> [Material for this exercise]
☆ ☆ ☆ ☆

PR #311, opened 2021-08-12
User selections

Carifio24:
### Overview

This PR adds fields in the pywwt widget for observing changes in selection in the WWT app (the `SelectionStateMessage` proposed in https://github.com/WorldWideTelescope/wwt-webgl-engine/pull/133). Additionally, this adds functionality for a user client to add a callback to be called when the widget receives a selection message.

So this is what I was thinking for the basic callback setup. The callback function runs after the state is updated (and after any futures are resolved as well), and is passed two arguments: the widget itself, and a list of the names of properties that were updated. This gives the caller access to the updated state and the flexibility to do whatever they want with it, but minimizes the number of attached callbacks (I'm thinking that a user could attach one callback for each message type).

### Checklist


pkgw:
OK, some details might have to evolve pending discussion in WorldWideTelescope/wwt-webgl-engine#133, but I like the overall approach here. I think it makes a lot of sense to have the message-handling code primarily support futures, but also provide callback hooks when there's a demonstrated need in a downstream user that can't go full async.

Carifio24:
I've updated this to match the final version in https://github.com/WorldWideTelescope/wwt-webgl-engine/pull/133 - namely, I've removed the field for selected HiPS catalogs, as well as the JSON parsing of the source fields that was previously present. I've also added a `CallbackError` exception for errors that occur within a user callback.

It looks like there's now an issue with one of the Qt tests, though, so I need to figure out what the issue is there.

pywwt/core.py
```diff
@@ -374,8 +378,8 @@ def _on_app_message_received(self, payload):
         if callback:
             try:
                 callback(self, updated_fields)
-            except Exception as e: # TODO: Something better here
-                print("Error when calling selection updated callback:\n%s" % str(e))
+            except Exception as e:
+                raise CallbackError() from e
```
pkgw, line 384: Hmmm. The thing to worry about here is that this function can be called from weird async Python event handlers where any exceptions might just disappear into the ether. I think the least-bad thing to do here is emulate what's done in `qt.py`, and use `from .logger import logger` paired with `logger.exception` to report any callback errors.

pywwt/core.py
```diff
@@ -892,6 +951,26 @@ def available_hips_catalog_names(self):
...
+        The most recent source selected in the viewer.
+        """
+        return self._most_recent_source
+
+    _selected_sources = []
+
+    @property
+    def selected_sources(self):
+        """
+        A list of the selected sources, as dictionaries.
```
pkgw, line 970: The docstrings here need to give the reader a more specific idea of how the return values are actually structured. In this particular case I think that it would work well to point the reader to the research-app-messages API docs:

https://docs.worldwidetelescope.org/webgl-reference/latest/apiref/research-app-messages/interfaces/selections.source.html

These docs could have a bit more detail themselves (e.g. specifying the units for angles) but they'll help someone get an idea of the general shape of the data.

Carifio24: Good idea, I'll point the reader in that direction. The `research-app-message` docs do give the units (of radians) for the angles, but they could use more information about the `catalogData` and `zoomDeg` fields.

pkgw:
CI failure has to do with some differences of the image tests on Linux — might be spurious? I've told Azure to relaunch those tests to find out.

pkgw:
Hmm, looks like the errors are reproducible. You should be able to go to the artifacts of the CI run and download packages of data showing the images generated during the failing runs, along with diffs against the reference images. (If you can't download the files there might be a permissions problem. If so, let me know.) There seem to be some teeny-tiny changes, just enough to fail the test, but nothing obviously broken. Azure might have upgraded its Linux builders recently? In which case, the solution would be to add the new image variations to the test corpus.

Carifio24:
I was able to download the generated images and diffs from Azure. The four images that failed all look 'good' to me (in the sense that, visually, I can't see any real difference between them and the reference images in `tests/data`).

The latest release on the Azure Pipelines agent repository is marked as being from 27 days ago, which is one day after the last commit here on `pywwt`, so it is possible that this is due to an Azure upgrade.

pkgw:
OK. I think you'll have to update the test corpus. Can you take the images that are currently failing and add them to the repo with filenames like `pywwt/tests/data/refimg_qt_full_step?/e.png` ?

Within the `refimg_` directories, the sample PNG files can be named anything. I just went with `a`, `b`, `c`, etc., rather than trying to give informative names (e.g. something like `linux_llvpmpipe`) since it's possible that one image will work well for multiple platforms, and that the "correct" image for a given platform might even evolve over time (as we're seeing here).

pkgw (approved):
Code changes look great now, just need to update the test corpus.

☆ ☆ ☆ ☆

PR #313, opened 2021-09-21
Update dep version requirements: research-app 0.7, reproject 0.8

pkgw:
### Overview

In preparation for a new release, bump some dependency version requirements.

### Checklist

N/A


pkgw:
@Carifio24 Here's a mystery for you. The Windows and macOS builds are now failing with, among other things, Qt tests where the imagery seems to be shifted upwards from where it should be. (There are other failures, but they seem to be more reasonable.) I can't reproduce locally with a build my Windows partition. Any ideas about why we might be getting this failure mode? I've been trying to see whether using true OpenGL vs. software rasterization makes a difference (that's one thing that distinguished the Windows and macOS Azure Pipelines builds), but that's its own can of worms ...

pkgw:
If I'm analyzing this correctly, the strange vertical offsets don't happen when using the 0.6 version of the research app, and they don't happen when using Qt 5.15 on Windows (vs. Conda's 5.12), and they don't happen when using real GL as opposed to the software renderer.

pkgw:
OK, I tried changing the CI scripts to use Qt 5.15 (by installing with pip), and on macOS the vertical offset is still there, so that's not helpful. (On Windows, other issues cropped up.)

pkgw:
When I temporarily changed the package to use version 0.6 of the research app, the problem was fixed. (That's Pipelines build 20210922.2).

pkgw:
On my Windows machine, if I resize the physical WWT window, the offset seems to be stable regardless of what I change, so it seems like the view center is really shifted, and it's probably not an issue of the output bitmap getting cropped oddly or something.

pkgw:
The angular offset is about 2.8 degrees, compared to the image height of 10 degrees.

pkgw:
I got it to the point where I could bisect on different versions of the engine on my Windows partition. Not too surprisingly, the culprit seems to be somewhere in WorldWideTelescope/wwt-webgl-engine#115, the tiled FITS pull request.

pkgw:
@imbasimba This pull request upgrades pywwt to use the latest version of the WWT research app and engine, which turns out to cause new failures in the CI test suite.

☆ ☆ ☆ ☆

> [Exercise goal]
The line above containing "we're seeing here).", the line containing "Code changes look", and every line between them are to be transcribed exactly; no other line is wanted.

> [Response area]
Within the `refimg_` directories, the sample PNG files can be named anything. I just went with `a`, `b`, `c`, etc., rather than trying to give informative names (e.g. something like `linux_llvpmpipe`) since it's possible that one image will work well for multiple platforms, and that the "correct" image for a given platform might even evolve over time (as we're seeing here).

pkgw (approved):
Code changes look great now, just need to update the test corpus.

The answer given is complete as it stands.